Required action
Every line of the listing below should be written out exactly.
(Entries supplied)
Issue #6170, opened 2024-03-25
Pitch and speed dialog: when open it should be reachable from the main window by pressing Alt + F6


DavidBailes:
### Bug description

With the full default shortcuts enabled, pressing Alt + F6 or Shift Alt + F6 cycles you round the main window and any open modeless dialogs. However, the Pitch and speed dialog is not included in this cycle.

### Steps to reproduce

With the full default shortcuts enabled:
1. Select a clip
2. Open the Pitch and speed dialog.
3. Press Alt + F6. The main window becomes the focus.
4. Press Alt + F6.

### Expected behavior

The Pitch and speed dialog becomes the focus.

### Actual behavior

The main window remains the focus.

### Audacity Version

current master / alpha / nightly build

### Operating system

Windows

saintmatthieu:
Will be addressed with https://github.com/audacity/audacity/issues/6168 and corresponding PR - thanks @DavidBailes !

PR #6171, opened 2024-03-25
Pitch and speed dialog: make it reachable via the Alt + F6 shortcut

DavidBailes:
Resolves: https://github.com/audacity/audacity/issues/6170

Problem:
With the full default shortcuts enabled, pressing Alt + F6 or Shift Alt + F6 cycles you round the main window and any open modeless dialogs. However, the Pitch and speed dialog is not included in this cycle. For this to be the case the dialog's parent should be the project window. (See in NavigationMenus.cpp, OnPrevWindow() and OnNextWindow().) This isn't the case for the Pitch and speed dialog, the parent is nullptr.

Fix:
Change the parent of the Pitch and speed dialog to be the project window.

Recommended:

### DIFF
--- a/src/tracks/playabletrack/wavetrack/ui/PitchAndSpeedDialog.cpp
+++ b/src/tracks/playabletrack/wavetrack/ui/PitchAndSpeedDialog.cpp
@@ -156,8 +156,8 @@ void PitchAndSpeedDialog::Destroy(AudacityProject& project)
 
 PitchAndSpeedDialog::PitchAndSpeedDialog(AudacityProject& project)
     : wxDialogWrapper(
-         nullptr, wxID_ANY, XO("Pitch and Speed"), wxDefaultPosition,
-         { 480, 250 }, wxDEFAULT_DIALOG_STYLE)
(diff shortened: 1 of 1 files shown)


src/tracks/playabletrack/wavetrack/ui/PitchAndSpeedDialog.cpp
```diff
@@ -156,8 +156,8 @@ void PitchAndSpeedDialog::Destroy(AudacityProject& project)
 
 PitchAndSpeedDialog::PitchAndSpeedDialog(AudacityProject& project)
     : wxDialogWrapper(
-         nullptr, wxID_ANY, XO("Pitch and Speed"), wxDefaultPosition,
-         { 480, 250 }, wxDEFAULT_DIALOG_STYLE)
+         FindProjectFrame(&project), wxID_ANY, XO("Pitch and Speed"),
```
saintmatthieu, line 159: I thought I did try that, but it led to some crash, can't remember the exact circumstances. Anyways, that seems to work now and I don't see by looking at the code why it shouldn't.

DavidBailes:
This fix has been included in https://github.com/audacity/audacity/pull/6174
(End Entries supplied)
Solution to this exercise
Issue #6170, opened 2024-03-25
Pitch and speed dialog: when open it should be reachable from the main window by pressing Alt + F6


DavidBailes:
### Bug description

With the full default shortcuts enabled, pressing Alt + F6 or Shift Alt + F6 cycles you round the main window and any open modeless dialogs. However, the Pitch and speed dialog is not included in this cycle.

### Steps to reproduce

With the full default shortcuts enabled:
1. Select a clip
2. Open the Pitch and speed dialog.
3. Press Alt + F6. The main window becomes the focus.
4. Press Alt + F6.

### Expected behavior

The Pitch and speed dialog becomes the focus.

### Actual behavior

The main window remains the focus.

### Audacity Version

current master / alpha / nightly build

### Operating system

Windows

saintmatthieu:
Will be addressed with https://github.com/audacity/audacity/issues/6168 and corresponding PR - thanks @DavidBailes !

PR #6171, opened 2024-03-25
Pitch and speed dialog: make it reachable via the Alt + F6 shortcut

DavidBailes:
Resolves: https://github.com/audacity/audacity/issues/6170

Problem:
With the full default shortcuts enabled, pressing Alt + F6 or Shift Alt + F6 cycles you round the main window and any open modeless dialogs. However, the Pitch and speed dialog is not included in this cycle. For this to be the case the dialog's parent should be the project window. (See in NavigationMenus.cpp, OnPrevWindow() and OnNextWindow().) This isn't the case for the Pitch and speed dialog, the parent is nullptr.

Fix:
Change the parent of the Pitch and speed dialog to be the project window.

Recommended:

### DIFF
--- a/src/tracks/playabletrack/wavetrack/ui/PitchAndSpeedDialog.cpp
+++ b/src/tracks/playabletrack/wavetrack/ui/PitchAndSpeedDialog.cpp
@@ -156,8 +156,8 @@ void PitchAndSpeedDialog::Destroy(AudacityProject& project)
 
 PitchAndSpeedDialog::PitchAndSpeedDialog(AudacityProject& project)
     : wxDialogWrapper(
-         nullptr, wxID_ANY, XO("Pitch and Speed"), wxDefaultPosition,
-         { 480, 250 }, wxDEFAULT_DIALOG_STYLE)
(diff shortened: 1 of 1 files shown)


src/tracks/playabletrack/wavetrack/ui/PitchAndSpeedDialog.cpp
```diff
@@ -156,8 +156,8 @@ void PitchAndSpeedDialog::Destroy(AudacityProject& project)
 
 PitchAndSpeedDialog::PitchAndSpeedDialog(AudacityProject& project)
     : wxDialogWrapper(
-         nullptr, wxID_ANY, XO("Pitch and Speed"), wxDefaultPosition,
-         { 480, 250 }, wxDEFAULT_DIALOG_STYLE)
+         FindProjectFrame(&project), wxID_ANY, XO("Pitch and Speed"),
```
saintmatthieu, line 159: I thought I did try that, but it led to some crash, can't remember the exact circumstances. Anyways, that seems to work now and I don't see by looking at the code why it shouldn't.

DavidBailes:
This fix has been included in https://github.com/audacity/audacity/pull/6174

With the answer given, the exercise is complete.